Last weekend we managed to knock an item off of our summer bucket list: we attended an outdoor neighborhood festival!
Now for most Chicagoans, this is not a big deal…festivals happen every weekend, you go, you sight see, you drink beer/wine/iced coffee, and so on. However, for a bug phobic, debit card dependent person like myself, outdoor shopping is anxiety producing at best.
While chasing my child through the 53rd St Farmer’s market on Thursday (why were there so many signs with animals on them? Don’t they know my kid loooooves pictures of animals?) we saw a poster for the 57th St Art Fair taking place over the weekend.
My first thought? I don’t like art. Not in a, “oh, I don’t understand it so I say dismissive things about it” way, but more in a “exactly whose home has a place waiting in it for a 6 ft tall painting of a rooster?” kind of way. But that’s ok.I go to art museums and admire the art others put in their homes with the appropriate amount of tilted head nodding and clucking about “perspective”. My second thought? My kid is going to break something and I’ll have to display said broken piece of art in my home forever to justify it’s inevitable $500+ price tag.
But I was feeling bold and plucky this weekend, so we threw caution to the wind (making sure we had money in our account, just in case) and headed out.

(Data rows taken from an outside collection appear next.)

PR #606, opened 2022-12-19
ADT UAI Extra Updates

vilit1:
Goals of this pr:
1. add  UAI for data history
2. fix some nit wordings in help from previous UAI pr
3. try to make the deletion of UAI's smoother by disassociating them from the dt's before deleting them

---

### General Guidelines

Intent for Production

Basic expectations

### DIFF
--- a/azext_iot/digitaltwins/providers/connection/builders.py
+++ b/azext_iot/digitaltwins/providers/connection/builders.py
@@ -63,9 +63,11 @@ class AdxConnectionValidator(object):
         if self.dt.identity is None and identity == SYSTEM_IDENTITY:
             raise BadRequestError(DT_SYS_IDENTITY_ERROR)
         elif (
-            self.dt.identity is None
-            or identity not in self.dt.identity.user_assigned_identities
-            and identity != SYSTEM_IDENTITY
+            identity != SYSTEM_IDENTITY and (
+                self.dt.identity is None
+                or self.dt.identity.user_assigned_identities is None
+                or identity not in self.dt.identity.user_assigned_identities
+            )
         ):
             raise BadRequestError(DT_UAI_IDENTITY_ERROR)
         # set the identity to be principal id for ease
--- a/azext_iot/digitaltwins/providers/connection/builders.py
+++ b/azext_iot/digitaltwins/providers/connection/builders.py
@@ -60,14 +60,15 @@ class AdxConnectionValidator(object):
         self.yes = yes
         self.dt = dt_instance
         # Check that the identity is associated with the dt
-        if self.dt.identity is None and identity == SYSTEM_IDENTITY:
+        if identity == SYSTEM_IDENTITY and (
+            not self.dt.identity
+            or not self.dt.identity.principal_id
+        ):
             raise BadRequestError(DT_SYS_IDENTITY_ERROR)
-        elif (
-            identity != SYSTEM_IDENTITY and (
-                self.dt.identity is None
-                or self.dt.identity.user_assigned_identities is None
-                or identity not in self.dt.identity.user_assigned_identities
-            )
+        elif identity != SYSTEM_IDENTITY and (
+            not self.dt.identity
+            or not self.dt.identity.user_assigned_identities
+            or identity not in self.dt.identity.user_assigned_identities
         ):
             raise BadRequestError(DT_UAI_IDENTITY_ERROR)
         # set the identity to be principal id for ease
--- a/azext_iot/digitaltwins/providers/connection/builders.py
+++ b/azext_iot/digitaltwins/providers/connection/builders.py
@@ -5,18 +5,27 @@
 # --------------------------------------------------------------------------------------------
 
 import json
+from typing import Optional
 
 from azure.cli.core.azclierror import BadRequestError, CLIInternalError, ManualInterrupt
 from azext_iot.common.embedded_cli import EmbeddedCLI
-from azext_iot.sdk.digitaltwins.controlplane.models import AzureDataExplorerConnectionProperties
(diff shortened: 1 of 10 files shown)


vilit1:
https://dev.azure.com/azureiotdevxp/aziotcli/_build/results?buildId=7190&view=results

azext_iot/digitaltwins/providers/connection/builders.py
```diff
@@ -44,20 +53,37 @@ def __init__(
...
+        if self.dt.identity is None and identity == SYSTEM_IDENTITY:
+            raise BadRequestError(DT_SYS_IDENTITY_ERROR)
+        elif (
+            identity != SYSTEM_IDENTITY and (
+                self.dt.identity is None
+                or self.dt.identity.user_assigned_identities is None
+                or identity not in self.dt.identity.user_assigned_identities
+            )
+        ):
+            raise BadRequestError(DT_UAI_IDENTITY_ERROR)
```
c-ryan-k: nit - I think we can simply the logic here a bit with a single nested `if`:
Another nit/question - do we need to check `is None` or is `not self.dt.identity` sufficient?

```suggestion
        # Check that the identity is associated with the dt
        if not self.dt.identity:
            if identity == SYSTEM_IDENTITY:
                raise BadRequestError(DT_SYS_IDENTITY_ERROR)
            elif (
                not self.dt.identity.user_assigned_identities
                or identity not in self.dt.identity.user_assigned_identities
            ):
                raise BadRequestError(DT_UAI_IDENTITY_ERROR)
```

azext_iot/tests/digitaltwins/__init__.py
```diff
@@ -528,6 +528,15 @@ def delete_servicebus_resources(self):
     def delete_user_identity(self):
```
c-ryan-k, line 531: nit (I think) - I know this method is only called during teardown - but it seems strange for this to remove `all` user-assigned identities from all `dt` instances - do we need to specify a specific identity in the embedded call, or could we rename the function `delete_all_user_identities` or something?

azext_iot/tests/digitaltwins/test_dt_data_history_lifecycle_int.py
```diff
@@ -76,11 +83,15 @@ def test_dt_data_history_adx(self):
         table_name = f"tb_{generate_generic_id()}"
         consumer_group = f"cg-{generate_generic_id()}"
         self.add_eventhub_consumer_group(consumer_group=consumer_group)
+        user_identity = self.ensure_user_identity()["id"]
+        # TODO: lower sleep time to necessary amount
+        sleep(50)
```
c-ryan-k: Is this still a `TODO`? Is there anything we could loop / poll for?

c-ryan-k (commented):
Do we need a history update for this? It looks like we added at least one param (user_identity)

azext_iot/tests/digitaltwins/__init__.py
vilit1: right now, I am only making one user identity (and thus deleting one user identity) and the tests that use user identities also only create one dt instance

the only reason for the for loop to remove it from all dt instances is for future proofing if there is a test that makes multiple dt instances.

Since there is only one user identity, saying `delete_all_user_identities` is awkward. I don't think there will be a test scenario with multiple user identities in the near future either.

vilit1:
> Do we need a history update for this? It looks like we added at least one param (user_identity)

I will add one when it is closer to actually being merged in (I hate merge conflicts with history)

Here is the blurb that I will put:

```
**Digital Twins**

 * Addition of User Assigned Identities for data history connections. The command `az dt data-history connection create adx` now can take an extra parameter `--mi-user-assigned` to use an associated User Assigned Identity for the connection creation rather than the system assigned identity for the Digital Twin.
 * Some minor improvements to command documentation involving managed identities.
```

azext_iot/tests/digitaltwins/test_dt_data_history_lifecycle_int.py
vilit1: This is a copy paste for having the User Assigned Identity be fully created (and associated in the graph)... Sadly I have no idea how to check if the UAI has been fully created aside from trying to use it in another command (and have the command fail). 50 seconds is the sweet spot I hit for previous UAI tests

None of the fields suggest anything I can poll for: 
image


I kept the TODO so it is easier to find if I think of a better way for the UAI tests

Ill move it to the method that creates the UAI but I will keep the todo as a reminder for myself and/or anyone else

azext_iot/digitaltwins/providers/connection/builders.py
vilit1: Your if will not work... but I can change the `is None` to just having a `not`

This logic takes me a bit to process every time...

1. if there is no dt.identity, then you cannot do anything
  a. if you are trying for system, show the system error
  b. if you are trying for user, show the user error
2. if there is an identity, and you are trying for user, you need to check if there are any user identities associated with the dt and the user identity asked for is there too
  a. if there is no user identities or the user identity asked for isnt there, show the user error

The logic above will result in having `raise BadRequestError(DT_UAI_IDENTITY_ERROR)` in two places,  so I reworked that so it would be there in one place (aka current code). If you think this logic is more reasonable, I can change the code back to it (we will have to deal with the same error raised in two places next to each other)

c-ryan-k: You're correct, I missed one step of the `self.dt.identity` check that would end up resulting in managing two separate exception cases 👍

vilit1:
https://dev.azure.com/azureiotdevxp/aziotcli/_build/results?buildId=7211&view=results

c-ryan-k (approved):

I wasn’t sure what to expect…it didn’t seem like an 80 degree day, oil paintings and a toddler nearing naptime could possibly go well, but I was pleasantly surprised. Here are the 3 things I learned while branching out and attempting to interject some culture into our weekend:
1) If you like to eat, festivals are where its at!
I don’t drink beer, and since I’m still nursing, I limit my wine intake to a measly glass at a time, so festivals involving heavy drinking have lost their charm these days. However, I forgot that my deep and abiding love of fried foods could be well taken care of by the many vendors hawking their tasty, greasy wares.
2) This is why people like Chicago in the summer
After months of waking up to cold floors and snow buried cars I’m pretty sure no one gives a damn what’s being sold, everyone is just happy to be out and about. So happy in fact, that the normally annoying crying kids and weird guys who stand too close to you when they talk are completely enchanting. Shoot, the guy handing our pamphlets about why I’m going to hell is even vaguely less aggravating when the sun is shining.
3) It’s about the people watching, duh!
As much of a spectacle as we were, with the nursing on street corners and then carrying a passed out toddler on my back so his limp arms can smack anyone who is standing too close when I turn the corner, there were many other folks strutting about demonstrating the amazing diversity of the Hyde Park area. Including one woman who may have been wearing a piece of jewelry and clothing from every vendor at the fair. God Bless you lady for supporting local artists!
Now, you may be wondering what I learned about art from visiting this historic art venue. The answer: nothing. Not for any lack of opportunities to, but simply because for us, the art simply provided a colorful backdrop for the chance to remind ourselves why we haven’t made the run for the ‘burbs.
What’s your favorite summer festival in the Chi?